_WHAT TO WORK ON_. Where does "Thanks" appear in the data? Return each line that holds it.

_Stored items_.
PR #235, opened 2015-08-21
Replaced mailinglist with gitter channel in README

vascotenner:
The mailinglist is not in use anymore, while the gitter channel is.


philippjfr:
Thanks for catching that, merging now.

jlstevens:
Thanks! I agree with this change and the mailing list has been updated to suggest using gitter instead.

_TASK SOLUTION_.
Thanks for catching that, merging now.
Thanks! I agree with this change and the mailing list has been updated to suggest using gitter instead.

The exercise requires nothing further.